For the most part, I have not run into significant limitations

with typed-process so far. The biggest annoyances I have with it

are those inherited from process, specifically that command line

arguments and environment variables are specified as

Strings, leading to some character encoding issues.

I'm certain there are limitations of typed-process versus

process. And for others, there may be a higher learning curve with

typed-process versus process. I haven't received enough feedback on

that yet to assess, however.

The other downside is dependencies, for those who worry about

such things. In addition to depending on process itself (and

therefore inheriting its dependencies), typed-process depends on

async, bytestring, conduit, conduit-extra, exceptions, stm, and

transformers. The conduit deps can easily be moved out, it's just

for providing a convenience function that could be provided

elsewhere. Regarding the others:

• transformers is only needed for MonadIO. Now that MonadIO has moved into base, I could make that dependency conditional.

• The exceptions dependency makes withProcess more general, and would be a shame to lose.

• Dropping async and stm could be done by inlining their code here, which would work, but is a bad idea IMO.

The only reason for considering these changes would be the next section...

What's next?

I'm left with the question of what to do with this package,

especially as more people ask questions that can be answered with

"just use typed-process."

• Do nothing. The package can live on Hackage/Stackage as-is, people who want to use it can use it, and that's it.

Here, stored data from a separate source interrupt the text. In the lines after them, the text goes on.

PR #1010, opened 2022-10-26
Code improvements to time processing routines

### LINKED ISSUE #999: API server code improvements surrounding some "time" processing routines
Persuant to #998,  theres a lot of needlessly complicated stuff in the api server code...  

This is a section of this, focused mostly around time-related objects and routines

- a `TimePair` is a bit of a misnomer in that the second object of the "pair" is a date type (either 'day' or 'week'), and the other component is a possibly mixed list of pairs of dates (ranges) or individual dates.  "dates" and "TimePair" objects should probably be refactored/combined into one to reduce confusion.
- `guess_time_value_is_*` is a potentially dangerous cruch and should only be used if time type was not specified in the request
- find unused methods like `where_dates` in server code -- linting can probably help us locate these
- where_time_pairs() is the only thing that calls filter_time_pairs() (and theyre nowhere near each other in the code), and filter_time_pairs() is just like filter_dates() which is only called by where_dates() [which itself is never used] and by the twitter and wiki endpoints....  similarities probbly also exist for geos and for srcsigs.  remove/refactor!
- rename inconsistently named methods: `time_value_to_date` <==> `date_to_time_value`, but `week_to_time_value` <==> *** `week_value_to_week` ***
- make an alias for the long typing sequence "`Sequence[Union[Tuple[int, int], int]]`" -- something like "`TimeValues`", add "`TimeValues`" to "`TimePair`"...  then use TimePair wherever possible instead of `S[U[T[i,i,i]]`
- once `TimePair` has replaced similar object instances, pull the `_to_ranges` code into it as member methods
- is this typing alias useful or even necessary?  do we ever do BETWEEN type operations on strings? "`Sequence[Union[Tuple[str, str], str]`"
- there should probably never be a List[] or Sequence[] of GeoPair or TimePair or SourceSignalPair, because they have sequences inside of them, and in our schema/structure, that would require like a cross product of multiple time_types or geo_types or sources

rzats:
Closes #999.

**Prerequisites**:

- [x] Build is successful

### Summary

Refactors several parts of the datetime code as specified in #999. Specifically:

- [x] Use `TimePair` objects as much as possible instead of lists of dates or individual dates
- [x] Only use `guess_time_value_is_*` when absolutely necessary
- [X] Remove unused methods like `where_dates`
- [X] Rename inconsistently named methods: `week_value_to_week`, etc.
- [X] Make an alias for the long typing sequence "Sequence[Union[Tuple[int, int], int]]", use it as much as possible

### DIFF
--- a/requirements.txt
+++ b/requirements.txt
@@ -11,4 +11,4 @@ scipy==1.6.2
 tenacity==7.0.0
 newrelic
 epiweeks==2.1.2
-typing-extensions==4.4.0
+typing-extensions
--- a/requirements.txt
+++ b/requirements.txt
@@ -11,3 +11,4 @@ scipy==1.6.2
 tenacity==7.0.0
 newrelic
 epiweeks==2.1.2
+typing-extensions==4.4.0
--- a/src/server/_query.py
+++ b/src/server/_query.py
@@ -174,29 +174,25 @@ def filter_source_signal_pairs(
 def filter_time_pairs(
     type_field: str,
     time_field: str,
-    values: Sequence[TimePair],
+    pair: Optional[TimePair],
     param_key: str,
     params: Dict[str, Any],
 ) -> str:
     """
-    returns the SQL sub query to filter by the given time pairs
+    returns the SQL sub query to filter by the given time pair
     """
-
-    def filter_pair(pair: TimePair, i) -> str:
-        type_param = f"{param_key}_{i}t"
-        params[type_param] = pair.time_type
-        if isinstance(pair.time_values, bool) and pair.time_values:
-            return f"{type_field} = :{type_param}"
-        ranges = weeks_to_ranges(pair.time_values) if pair.is_week else days_to_ranges(pair.time_values)
-        return f"({type_field} = :{type_param} AND {filter_integers(time_field, ranges, type_param, params)})"
-
-    parts = [filter_pair(p, i) for i, p in enumerate(values)]
-
-    if not parts:
-        # something has to be selected
+    if not pair:
         return "FALSE"
 
-    return f"({' OR '.join(parts)})"
+    type_param = f"{param_key}_0t"
+    params[type_param] = pair.time_type
+    if isinstance(pair.time_values, bool) and pair.time_values:
+        parts =  f"{type_field} = :{type_param}"
+    else:
+        ranges = weeks_to_ranges(pair.time_values) if pair.is_week else days_to_ranges(pair.time_values)
+        parts = f"({type_field} = :{type_param} AND {filter_integers(time_field, ranges, type_param, params)})"
+
+    return f"({parts})"
 
 
 def parse_row(
@@ -457,7 +453,7 @@ class QueryBuilder:
         self,
         type_field: str,
         value_field: str,
-        values: Sequence[TimePair],
+        values: Optional[TimePair],
         param_key: Optional[str] = None,
     ) -> "QueryBuilder":
         fq_type_field = self._fq_field(type_field)
--- a/src/server/_query.py
+++ b/src/server/_query.py
@@ -22,7 +22,7 @@ from ._printer import create_printer, APrinter
 from ._exceptions import DatabaseErrorException
 from ._validate import DateRange, extract_strings
 from ._params import GeoPair, SourceSignalPair, TimePair
-from .utils import time_values_to_ranges, days_to_ranges, weeks_to_ranges
+from .utils import time_values_to_ranges, days_to_ranges, weeks_to_ranges, TimeValues
 
 
 def date_string(value: int) -> str:
@@ -86,7 +86,7 @@ def filter_integers(
 
 def filter_dates(
     field: str,
-    values: Optional[Sequence[Union[Tuple[int, int], int]]],
+    values: Optional[TimeValues],
     param_key: str,
     params: Dict[str, Any],
 ):
@@ -411,16 +411,6 @@ class QueryBuilder:
     ) -> "QueryBuilder":
         fq_field = self._fq_field(field)
         self.conditions.append(filter_integers(fq_field, values, param_key or field, self.params))
-        return self
-
-    def where_dates(
-        self,
-        field: str,
-        values: Optional[Sequence[Union[Tuple[int, int], int]]],
-        param_key: Optional[str] = None,
-    ) -> "QueryBuilder":
-        fq_field = self._fq_field(field)
-        self.conditions.append(filter_dates(fq_field, values, param_key or field, self.params))
         return self
 
     def where_geo_pairs(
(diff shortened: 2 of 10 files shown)


melange396:
This is teriffic!  Everything looks great, especially the changes in `src/server/endpoints/covidcast.py` which make me happy :)

There might be a couple more changes w/ the `TimeValues` alias that could be made:
  - i think you can do a replacement to `TimeValues` at `src/server/_query.py:191`, or maybe even entirely remove the call to `cast()`
  - a couple `List[Union[Tuple[int, int], int]]`s might be able to come out too:
    - can the `issues` argument to `src/server/endpoints/covidcast.py:_handle_lag_issues_as_of()` be a `TimeValues`?
    - can `values` in `src/server/_validate.py:extract_dates()` be hinted to be type `TimeValues`?  i think you can also remove `DateRange` `from src/server/_validate.py:144` and then change `src/server/_validate.py:extract_dates()` to return `Optional[TimeValues]`

Then there are a few remaining bullets in https://github.com/cmu-delphi/delphi-epidata/issues/999...
  - Can you dig around and see if we really need the instances of `Sequence[Union[Tuple[str, str], str]` or can we just use `Sequence[str]` in its place instead?
  - There is also the discussion of the lists/sequences of `TimePair`s -- if changing that stuff out looks like a big job, we could move it to a different PR.

melange396 (commented):
whoops, i had these comments pending and forgot to send them!

requirements.txt
```diff
@@ -11,3 +11,4 @@ scipy==1.6.2
 tenacity==7.0.0
 newrelic
 epiweeks==2.1.2
+typing-extensions==4.4.0
```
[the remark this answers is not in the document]
rzats: Hm, isn't best practice to pin the version in case newer updates unexpectedly break?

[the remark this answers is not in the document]
melange396: for the most part, yeah, but this is a fairly fundamental and python-authored package that i expect to "do the right thing" as it matures.  pinning can also have negative consequences where you can get stuck with vulns or bugs or poor performance implementations.  so... im not actually certain on what the best thing to do here, hence the "maybe" ¯\_(ツ)_/¯

rzats:
@melange396 made a few more changes to the PR:
- All of your changes to `TimeValues` can be implemented, and `parse_day_or_week_arg` can be converted into `TimePair` from a tuple too :)
- `Tuple[str, str]` can be safely removed; I've taken a look at all of the calls to `where_strings`/`filter_strings` and those only deal with `Sequence[str]`. (Also, SQL's `BETWEEN` behaves a bit oddly with strings - `BETWEEN 'A' AND 'B'` will include all the strings that start with `A` but exclude the ones the start with `B`, which feels counterintuitive.)
- As for the sequences of `TimePair`, see https://github.com/cmu-delphi/delphi-epidata/issues/999#issuecomment-1302021149. tl;dr: It's not too hard to implement, but some tests suggest that `List[TimePair]` should be supported.

src/server/_query.py
```diff
@@ -174,29 +174,25 @@ def filter_pair(pair: SourceSignalPair, i) -> str:
 def filter_time_pairs(
```
dshemetov, line 174:
```suggestion
def filter_time_pair(
```

and then propagate this renaming out to `where_time_pairs` -> `where_time_pair` and update wherever that's called?

src/server/_query.py
```diff
@@ -174,29 +174,25 @@ def filter_pair(pair: SourceSignalPair, i) -> str:
...
+    pair: Optional[TimePair],
     param_key: str,
     params: Dict[str, Any],
 ) -> str:
     """
-    returns the SQL sub query to filter by the given time pairs
+    returns the SQL sub query to filter by the given time pair
     """
+    if not pair:
+        return "FALSE"
```
dshemetov, line 185: Question: is this a good code path to have? AFAICT there's an exception raised in `covidcast.py:parse_time_pairs` if you don't have either: a) `time=...` or b) `time_type=...` and `time_values=...`. So this will technically never happen in the API. So:
- Pro: function safety, can be reused in the future in other places that didn't have the same validation
- Con: confusing now, because it makes you think this is a possible code path

not super blocking, i can go either way, but curious what everyone thinks here, cc @melange396 @krivard

tests/server/test_params.py
```diff
@@ -267,35 +267,38 @@ def test_parse_day_value(self):
...
+            with app.test_request_context("/?time=week:*;week:202012"):
                 self.assertEqual(
                     parse_time_arg(),
-                    [
-                        TimePair("day", True),
-                        TimePair("day", [20202012]),
-                        TimePair("week", [(202101, 202104)]),
-                    ],
+                    TimePair("week", True)
+                )
```
dshemetov, line 292: Try testing the mixed time type exception here:

```py
        with self.subTest("hybrid"):
            with app.test_request_context("/?time=day:*;day:20202012;week:202101-202104"):
                with pytest.raises(ValidationFailedException(match=r"*mixes \"day\" and \"week\" time types.")):
                    parse_time_arg()
```

dshemetov (changes requested):
looking good, modulo a few small details

src/server/_query.py
rzats: Like you've mentioned, I'd rather have the extra failsafe for function safety so I kept this for now (but it should be trivial to remove if needed)

tests/server/test_params.py
rzats: (Did this with `assertRaisesRegex` which seems identical!)

rzats:
@dshemetov I've addressed your comments! (except for the `if not pair, return false` code path for now)

dshemetov (dismissed):
lgtm

melange396 (dismissed):
This is really great work, thank you for doing it.  Do you feel like youve reduced the total complexity of the api server code?  I feel like you did, and it makes me cringe at the api code less than before.  :)

This all looks quite good to me, but i have a couple optional things you could look at; if you are getting burned out on this PR and wanna move on to something else, i can just turn them into new issues:
  - We've made a bunch of changes to the type hinting stuff -- is all that still happy?  Is your IDE set up to show mismatches and whatnot?  I tried to run a type checker from the command line (with some limited success) and among other things i saw, it suggests it might help to change the type alias for TimePair to use List[...] instead of Sequence[...]
  - Move the `*_to_ranges()` methods (and similar) to TimePair instance methods, so you can have callers be agnostic to week/day/whatever, then (for example) in `_query.py:filter_time_pair()`, instead of `ranges = weeks_to_ranges(pair.time_values) if pair.is_week else days_to_ranges(pair.time_values)` you can just do `ranges = pair.to_ranges()` and `to_ranges()` does the appropriate thing for the time type of the TimePair.
  - Rename TimePair (and also various instances of time_pair variable names or similar) to something more appropriate.  Youve done the hard work to make it better, you should get to choose a new class name.

Im gonna mark this as approved, but you should also add the comment in `_params.py`, on the point Dmitry brought up.

melange396 (approved):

• Add a note to the package process mentioning it as a potential,

  alternative API. Even though I'm currently the process package

  maintainer, I feel it would be inappropriate for me to make such a

  decision myself.

• Even more radically: if there is strong support for this API,

  we could consider merging it back into the process package. I

  wouldn't be in favor of modifying the System.Process

  module (we should keep it as-is for backwards compatibility), but

  adding a new module with this API is certainly doable (sans the

  dependency issues mentioned aboved).

At the very least, this library has scratched a personal itch. If it helps others, that's a great perk :).